*** Opening Material to process ***

PR #288, opened 2015-01-28
Options dialog

xymbol:
Migrate to new options dialog, as [recommended](https://developer.chrome.com/extensions/optionsV2#migration).


teddyzeenny:
Thanks!

PR #316, opened 2015-02-13
Fix errors when EXTEND_PROTOTYPES=false

### LINKED ISSUE #312: Inspector doesn't work with EXTEND_PROTOTYPES=false
I have an app that disables Ember's prototype extensions, which seems to break the inspector. When I try to open the tab, I get `Uncaught TypeError: undefined is not a function` because of the following code (in "ember-debug/libs/source-map"):

```js
      sourceMapCache: function() {
        return {};
      }.property(),
```

omghax:
Fixes #312.

This PR fixes an issue where `ember_debug/libs/source-map.js` assumes Ember's prototype extensions are enabled. If they aren't, then the inspector will crash upon loading.

### DIFF
--- a/ember_debug/libs/source-map.js
+++ b/ember_debug/libs/source-map.js
@@ -5,6 +5,7 @@
  */
 var Ember = window.Ember;
 var EmberObject = Ember.Object;
+var computed = Ember.computed;
 export default EmberObject.extend({
 
   map: function(stack) {
@@ -21,9 +22,9 @@ export default EmberObject.extend({
     });
   },
 
-  sourceMapCache: function() {
+  sourceMapCache: computed(function() {
     return {};
-  }.property(),
+  }),
 
   getSourceMap: function(url) {
     var sourceMaps = this.get('sourceMapCache');


teddyzeenny:
Thanks!

huafu:
Thanks for this! But I still have issues with my app. When this will be deployed to the Chrome store? Or is it and I am missing something?

ZebraFlesh:
Looks like this was incorrectly marked as going into the 1.7.2 release, judging by history.  1.7.2 was released on Feb. 7, but this PR wasn't merged until Feb. 13. With the release of Ember 1.11/ember-cli 0.2.2, this is a Big Deal for add on devs (prototype extensions are now disabled by default).

huafu:
Yup, I usually have to make a PR on each addon I need to use because of the incompatibility with `EXTEND_PROTOTYPES=false`

teddyzeenny:
I plan to release a new patch version this weekend.
> Looks like this was incorrectly marked as going into the 1.7.2 release

@ZebraFlesh where is it marked as 1.7.2?

ZebraFlesh:
> @teddyzeenny where is it marked 1.7.2?

Perhaps I'm reading the history wrong, but it looks to me like this fix was merged to master with a parent commit of fcbbb2e, which is adding the 1.7.2 changelog.

Issue #261, opened 2014-11-13
Ember not detected in chrome:// URLs


nathan-osman:
I am building a Firefox add-on that uses Ember. Unfortunately, the inspector doesn't detect Ember in URLs that begin with `chrome://`. It would be terrific if I could debug my add-on with the Ember inspector.

jakecraige:
I can't find where this was answered before, but chrome won't allow extensions to access the `chrome://` protocol, so it's not possible. 

Using something like [ember-cli-remote-inspector](https://github.com/joostdevries/ember-cli-remote-inspector) you might be able to get it working

dharma-guardian:
Same problem here. Accounts for ```chrome-extension://``` as well.
Thx jakecraige, but I cannot use ```ember serve```, because I need ```chrome.runtime``` as I'm building a chrome extension.

nathan-osman:
This bug is for Firefox, however.

Noah-Huppert:
Just curious where do `chrome://` urls apear in Firefox?

nathan-osman:
Firefox uses the `chrome://` URI scheme to serve content from add-ons.

iamolivinius:
Is there any progress on this issue? I'd love to use ember-inspector to debug my chrome extension :<3:

nathan-osman:
This bug isn't about Chrome extensions, it's about Firefox add-ons. Please file a separate bug for Chrome.

locks:
Closing issue due to staleness. Please reopen if it still applies, and please provide a reproduction!

Issue #115, opened 2014-01-29
Is it possible use ember-extension to dev chrome extension with emberjs


flyingsky:
Hi,

Actually I tried to dev chrome extension with emberjs, but I cannot use the ember-extension to debug my chrome extension. Do you know how to do it?

BTW: do you use ember-extension to help you to dev ember-extension?

rwwagner90:
Does anyone here have ideas on how to make iframes/extensions work?

rwwagner90:
We will support extensions via the standalone app #881.

PR #324, opened 2015-03-20
Adding ability for communication between extensions

pete-the-pete:
#261 and #115 inspired me to create an addon that enables the ember inspector to work with a chrome extension.  I haven't published it yet since it depends on changes to ember-inspector, but wanted to see if it would be useful for anyone.

the addon is here: [pete_the_pete/ember-cli-inspector-bridge](https://github.com/pete-the-pete/ember-cli-inspector-bridge)

### DIFF
--- a/skeleton_chrome/background-script.js
+++ b/skeleton_chrome/background-script.js
@@ -3,7 +3,8 @@
   "use strict";
 
   var activeTabs = {},
-      ports = {};
+      ports = {},
+      externalExtensions = [];
 
   function generateVersionsTooltip(versions) {
     return versions.map(function(lib) {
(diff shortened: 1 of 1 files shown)


jlsalvador:
I was developing a password manager that uses Ember, and this plugin can save me time debugging. What do you (ember-inspect devs) need to make this thing happen?

rwwagner90:
@teddyzeenny do we still want this functionality?

rwwagner90:
@thorsteinsson any insights into this? I'm not exactly sure what this gives us. I think you probably know more about Chrome extensions than I do 😃

rwwagner90:
We will investigate supporting extensions as part of the standalone app.

PR #329, opened 2015-03-22
Upgrade to Ember 1.10

teddyzeenny:


stefanpenner:
nice! Good to see our add-on story is helping remove a-lot of code here.

PR #330, opened 2015-03-23
Upgraded to ember-cli 0.2.0, tests are qunit 2.0 compatible

teddyzeenny:


stefanpenner:
awesome, were you able to use ember-cli-watson for the qunit upgrades?

teddyzeenny:
I found out about it after the update :( 
It was mostly find/replace so the upgrade was really quick, but it would've been nice to try ember-watson.

stefanpenner:
LGTM dude.

PR #337, opened 2015-04-01
Use "ember-new-computed" to polyfill new CP syntax 

salzhrani:
and minor indentation fix

### DIFF
--- a/app/models/promise.js
+++ b/app/models/promise.js
@@ -1,24 +1,25 @@
 import Ember from "ember";
 import escapeRegExp from "ember-inspector/utils/escape-reg-exp";
+import computed from 'ember-new-computed';
 var typeOf = Ember.typeOf;
-var computed = Ember.computed;
-var or = computed.or;
-var equal = computed.equal;
-var not = computed.not;
+var or = Ember.computed.or;
+var equal = Ember.computed.equal;
+var not = Ember.computed.not;
 
 var dateComputed = function() {
-  return Ember.computed(
-    function(key, date) {
-      if (date !== undefined) {
-        if (typeOf(date) === 'date') {
-          return date;
-        } else if (typeof date === 'number' || typeof date === 'string') {
-          return new Date(date);
-        }
+  return computed({
+    get: function() {
+      return null;
+    },
+    set: function(key, date) {
+      if (typeOf(date) === 'date') {
+        return date;
+      } else if (typeof date === 'number' || typeof date === 'string') {
+        return new Date(date);
       }
       return null;
     }
-  ).property();
+  });
 };
 
 export default Ember.Object.extend({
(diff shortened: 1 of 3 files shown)


app/models/promise.js
```diff
@@ -1,24 +1,22 @@
...
-var or = computed.or;
-var equal = computed.equal;
-var not = computed.not;
+var or = Ember.computed.or;
+var equal = Ember.computed.equal;
+var not = Ember.computed.not;
 
 var dateComputed = function() {
-  return Ember.computed(
+  return computed({ set:
```
teddyzeenny: Can the `set` be on the same line as its function?  Same as https://github.com/rwjblue/ember-new-computed#usage

app/models/promise.js
```diff
@@ -1,24 +1,22 @@
...
-        }
+      if (typeOf(date) === 'date') {
+        return date;
+      } else if (typeof date === 'number' || typeof date === 'string') {
+        return new Date(date);
       }
       return null;
-    }
-  ).property();
+    }, get: function() { return null; }
```
teddyzeenny:
```js
},
get: function() {
  return null;
}
```
Same as https://github.com/rwjblue/ember-new-computed#usage

ember_debug/promise-debug.js
```diff
@@ -1,8 +1,8 @@
 import PortMixin from 'ember-debug/mixins/port-mixin';
 import PromiseAssembler from 'ember-debug/libs/promise-assembler';
+import computed from 'ember-new-computed';
```
teddyzeenny: Unfortunately we can't use addons in `ember_debug` since it's not part of the Ember app (this is the part that's injected into the app being debugged). The `ember-new-computed` module does not exist here. The tests are accidentally passing due to module leaks between the Ember app and ember_debug.

teddyzeenny:
@salzhrani thanks for this! I left some comments.

salzhrani:
Updated.

app/models/promise.js
```diff
@@ -1,24 +1,25 @@
...
+    set: function(key, date) {
+      if (typeOf(date) === 'date') {
+        return date;
+      } else if (typeof date === 'number' || typeof date === 'string') {
+        return new Date(date);
       }
       return null;
     }
-  ).property();
+  }).property();
```
rwjblue: No need to call `.property` on the return value of `ember-new-computed`.  It is already a computed property descriptor...

teddyzeenny:
:+1:

rwjblue:
Awesome!

salzhrani:
I am confused about `instrumentWithStack` ... it is not in ember's code base. where is it injected from?

teddyzeenny:
@salzhrani it's not part of the Ember app, but it *is* part of this repo. The inspector is made up of two separate parts, an Ember app (which is the one you see in the devtools panel when using the inspector) and an injected script (everything under `ember_debug` directory in this repo) which is injected from this repo into the app you are debugging.

PR #340, opened 2015-04-05
Tests now use async/await instead of async test helpers

teddyzeenny:
ES7 async/await allows us to get rid of async test helpers and especially `andThen`. It gives us more control over what to wait for, which helps in testing loading routes or timers. The syntax looks much better, and it removes a whole set of bugs and confusions caused by andThens.

Actual test example:

```javascript

test("Searching records", async function(assert) {
  let rows;
  await visit('/data/model-types');
  await click(findByLabel('model-type').find('a').eq(1));
  rows = findByLabel('record-row');
  assert.equal(rows.length, 2);
  await fillIn('[data-label=records-search] input', 'Hello');
  rows = findByLabel('record-row');
  assert.equal(rows.length, 1);
  assert.equal(findByLabel('record-column', rows[0]).first().text().trim(), '2');
});
```

The steps I took to get this working (for anyone who wants to try this):

- Upgraded to Babel 5.0
- Added `optional: ['es7.asyncFunctions']` (thanks @stefanpenner) to the `EmberApp` `babel` options
- Prepended the Babel polyfill to the vendor directory (https://github.com/babel/ember-cli-babel/pull/6 and https://github.com/babel/ember-cli-babel/issues/24 will make things better)
- Replaced jscs with eslint ([which has really great Babel support](https://github.com/babel/babel-eslint)). 
- Set babel-eslint as the eslint parser.
- Disabled jshint in tests using `/* jshint ignore: start */`. Jshint is not needed since eslint covers jshint + jscs.
- Named all async anonymous functions to get around a Babel bug: https://github.com/babel/babel/issues/1135

There's an Issue tracking the steps needed to make this the default for all Ember Cli users: https://github.com/ember-cli/ember-cli/issues/3529

cc @stefanpenner


jonathanKingston:
@teddyzeenny as you know that is now merged, is there anything else I can help with?

Disabling JSHint relates to: https://github.com/switchfly/ember-cli-mocha/issues/44 which I think might require changes to ember-cli to pass the environment config.

@teddyzeenny have you noticed any issues whilst using babel-eslint some of the rules last release caused issues for me, just not had time to look through them all.

teddyzeenny:
@jonathanKingston yeah JSHint should be optional. Maybe it should be extracted from the testing addon into its own addon.

I haven't noticed any issues with babel-eslint yet. Please keep me posted if you have more info.

stefanpenner:
Instead of doing all of stage one you can just add `optional: ['es7.asyncFunctions']`

teddyzeenny:
@stefanpenner :+1:

Issue #222, opened 2014-09-22
Add Error pane to object inspector


teddyzeenny:
Catch errors caused by eagerly calling CPs in the object inspector, and display them in an `Errors` pane above `Own Properties'

Issue #167, opened 2014-05-29
Inspecting an object should not fire .get on all its CPs


machty:
Clicking an object to inspect it in Ember inspector shouldn't run .get() on all of its CPs, since in some cases where you're debugging lazy CP bugs and other issues, Ember Inspector will put you into Heisenbug land if you're trying to figure out why a computed property hasn't been calculated/invalidated.

I propose we offer similar behavior to how Chrome inspector doesn't eagerly computed getter properties, but forces you to click the property value to calculate it:

![clicking properties evaluates getter](http://recordit.co/uHv9lmkJSB.gif)

But for CPs we should display a cached value for CPs that have already been computed, and allow you at any time to click the calculator icon to explicitly call .get() on it.

/cc @hjdivad

Bestra:
@rwwagner90 I think the issue is more that showing a property in the inspector will cause that computed property to recalculate/be evaluated/whatever you want to call it.  I don't think the syntax change had an effect on the root of this issue.  I bet we've all run into the problems that Alex brings up (I've totally had the exact problems he mentions in his final comment) but I think it's worth closing this for the time being.

rwwagner90:
Closing as wontfix for now. After reading through this more thoroughly, I tend to agree that we should not be trying to support all the things here. I think for normal day to day inspection, it is nice to see the property values already, without extra clicks.

PR #342, opened 2015-04-12
Handle and display errors caused by CP calculation in the object inspector

teddyzeenny:
Fixes https://github.com/emberjs/ember-inspector/issues/222

Opening an object in the inspector means we eagerly calculate all of that object's CPs. Sometimes CPs that don't expect to be calculated yet may throw an error (for example CPs that depend on another property that hasn't been set yet). 

Previously, the object inspector just wouldn't open, and the thrown errors were displayed in the app's console.

After this PR these errors are caught by the inspector and displayed above the object's properties.

screen shot 2015-04-12 at 6 16 15 pm

### DIFF
--- a/app/controllers/application.js
+++ b/app/controllers/application.js
@@ -20,36 +20,37 @@ export default Ember.Controller.extend({
 
   inspectorExpanded: false,
 
-  pushMixinDetails: function(name, property, objectId, details) {
+  pushMixinDetails(name, property, objectId, details, errors) {
     details = {
-      name: name,
-      property: property,
-      objectId: objectId,
-      mixins: details
+      name,
+      property,
+      objectId,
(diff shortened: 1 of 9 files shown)


stefanpenner:
i know it was done for ergonomic reasons, but the fact that the inspector forces CP's to compute is dubious as merely observing the system should not change it.

teddyzeenny:
Yeah, the issue discussing this is still open https://github.com/emberjs/ember-inspector/issues/167. I don't feel strongly about either approach - both have pros and cons. It may be a good idea to reopen this discussion.

Whatever we decide to do, this PR remains valid as it also handles errors triggered by manual CP calculation. Errors may be more common due to eager computation, but we'll need to handle them either way.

*** Closing Material to process ***

■ **What you should do**
Nothing but an exact copy of the lines from the first one above through the line holding "--- a/ember_debug/libs/source-map.js" should be returned.

■ **Result for this task**
PR #288, opened 2015-01-28
Options dialog

xymbol:
Migrate to new options dialog, as [recommended](https://developer.chrome.com/extensions/optionsV2#migration).


teddyzeenny:
Thanks!

PR #316, opened 2015-02-13
Fix errors when EXTEND_PROTOTYPES=false

### LINKED ISSUE #312: Inspector doesn't work with EXTEND_PROTOTYPES=false
I have an app that disables Ember's prototype extensions, which seems to break the inspector. When I try to open the tab, I get `Uncaught TypeError: undefined is not a function` because of the following code (in "ember-debug/libs/source-map"):

```js
      sourceMapCache: function() {
        return {};
      }.property(),
```

omghax:
Fixes #312.

This PR fixes an issue where `ember_debug/libs/source-map.js` assumes Ember's prototype extensions are enabled. If they aren't, then the inspector will crash upon loading.

### DIFF
--- a/ember_debug/libs/source-map.js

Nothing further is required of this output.